Southern Pale Chanting Goshawk

The Lodge restaurant has beautiful views across the valley to the mountains and some wonderful birds feed right outside the glass-free window. Rosy-faced Lovebird, Pririt Batis, White-tailed Shrike, Cape Bunting, Black-chested Prinia, Violet-backed Starling, Red-eyed Bulbul, Green-winged Pytillia, Short-toed Rock Thrush. How’s that for a list of potential lifers!!!

Johnny, our Lodge guide for the 3 nights, took us to see an active Cape Penduline Tit nest. This is something to behold, a work of art. We would go back very early next morning to see the nest in action. We rounded off the day with Rockrunner, Rock Kestrel and Verreaux’s Eagle. 13 new species and 6, yes 6, lifers for me and 1 for Malcolm.

Day 11 – Erongo Mountains

We awoke to the “Bow-Bow” cries of Freckled Nightjars and left at first light for the Cape Penduline Tit nest and within a short time of getting there both birds were active and going in and out of the real entrance and not the false one that is on view. Amazing how these little birds build a nest like this which has moving parts.

We walked about 3km towards Omaruru around lunchtime to find Ruppell’s Parrot but no such luck. The valley offered up White-browed Scrub Robin and Great Spotted Cuckoo though. We did flush Hartlaub’s Spurfowl but no photo. Still 7 more species and 4 lifers for me and 1 for Malcolm.

Day 12 – Kristal’s Keldery/Erongo

The small vineyard just outside Omaruru is also host to Ruppell’s Parrot and at 0800 when it was free from tourists we found 1 in a tree.

Most of the afternoon was spent tracking down Hartlaub’s Spurfowl by climbing the side of several huge rock outcrops. We were awarded by a close encounter of male and female no more than 4 metres away calling as a duet. Does the male call when he has no female as they call together??? Perhaps he only begins to call when they pair up. Who knows??? Finally, Speckled Pigeon and House Sparrow visit the restaurant. 2 new species.

Day 13 Windhoek

Allen's Gallinule!!!!!

We left after breakfast for the 3 hour journey to Windhoek. On our list of sites were Daan Viljoen Game Park, Gamman’s Water Care Plant and Avis Dam. We went for the wrong entrance to the Game Park and finished up at an uncrossable river.
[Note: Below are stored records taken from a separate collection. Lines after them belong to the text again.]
PR #702, opened 2015-10-08
Update fs_bucket.rb

ericparshall:
Previously, this code was querying all IDs in the collection and storing them in an array. This is very inefficient and causes a long delay when inserting a file into fs.files, especially when the system is under a heavy load.

### DIFF
--- a/lib/mongo/grid/fs_bucket.rb
+++ b/lib/mongo/grid/fs_bucket.rb
@@ -438,7 +438,7 @@ module Mongo
       end
 
       def ensure_indexes!
-        if files_collection.find({}, projection: { _id: 1 }).to_a.empty?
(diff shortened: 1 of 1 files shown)


estolfo:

Nearby was Gorengab Water Care Plant, not on our list, so we asked for permission to look around. Not bad there with Cape Wagtail, Cape Vulture, Red-Bishop, Great Reed Warbler at the HIT of the trip, Allen’s Gallinule in triplicate – Mum, Dad and infant. Fortunately a photo and the bird was declared genuine and posted onto SA Rare Bird Sightings Website. These birds were some 600km from the Caprivi which is their nearest habitat. Gamman’s Water Care Plant, where we were going to, offered up Horus Swift, Common Waxbill and White-backed Mousebird.

Daan Viljoen Game Park is home to Orange River Francolin which we found shortly after arriving and taking the one-way detour. Scarlet Chested Sunbird, Darter, Little Bittern, White-throated Swallow and White-breasted Cormorant were also there. Avis Dam offered only a Juvenile Pin-tailed Whydah, Feral Pigeon and Little Egret.
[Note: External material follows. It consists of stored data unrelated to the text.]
PR #703, opened 2015-10-09
Fix RUBY-1051: fails if exists a toplevel Result class

crccw:
By using const_defined? instead of defined, we can restrict the searching for Result class under current namespace.

[Review on Reviewable](https://reviewable.io/reviews/mongodb/mongo-ruby-driver/703)


estolfo:
Thanks @crccw

PR #706, opened 2015-10-12
RUBY-1038: Implement Read Concern for 3.2

durran:


behackett:
Read concern is supposed to be a Collection level option.

https://github.com/mongodb/specifications/blob/master/source/read-write-concern/read-write-concern.rst#location-specification

durran:
It's a client, database, AND collection level option (as well as operation level)... I haven't handled that yet - only the operation level ones which is why this is still marked as WIP.

behackett:
Do we allow passing write concern per operation?

durran:
Spec states: "a driver MAY allow it to be specified on a per-operation basis in accordance with the CRUD specification" - and the driver ticket has them per command as well for those we provide helpers for. (https://jira.mongodb.org/browse/DRIVERS-254)

durran:
Oh sorry - you said write concern... Yes we do on some operations.

behackett:
As long as we're being consistent.

durran:
Actually I just double checked and we pull it from collection. Good catch then - I'll change these to do the same.

behackett:
Great. Thanks!

PR #1220, opened 2019-01-22
RUBY-1676 Add missing client option documentation

saghm:
The diff is a little weird since I reordered everything to be in alphabetical order. It might be easier to just look at the final state of the files rather than the diff.


p-mongo:
Is this for https://jira.mongodb.org/browse/RUBY-1676 then?

PR #1227, opened 2019-01-29
RUBY-1522 Add test that reads ignore db/collection readConcern in transaction

p-mongo:


saghm:
I'm still a little surprised that my fix to RUBY-1665 doesn't fix this, as it definitely does cause `#count_documents` to start a transaction. From looking at [this](https://github.com/mongodb/mongo-ruby-driver/blob/67835eb7255bf65897beef2e5dc6ef6646b82fda/spec/support/transactions/operation.rb#L22-L43) and [this](https://github.com/mongodb/mongo-ruby-driver/blob/67835eb7255bf65897beef2e5dc6ef6646b82fda/spec/support/transactions/operation.rb#L111-L132) of the transactions spec, it looks like a little work needs to be done to support `#count_documents` in the first place in order to pass the session argument along. Can you push the version of this that applied the RUBY-1665 change along with the tests included here (either to this PR or to a separate one) so I can take a look at it?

17 new species though and 1 lifer for me.

So our 14 days come to an end with 252 species, 33 lifers for me and 13 for Malcolm, who was ecstatic as he doesn’t pick up many lifers these days unless he birds out of his area of KZN.

This was certainly the right time to go and the rains in the North made a huge difference. Erongo will offer you 10 lifers in one small area.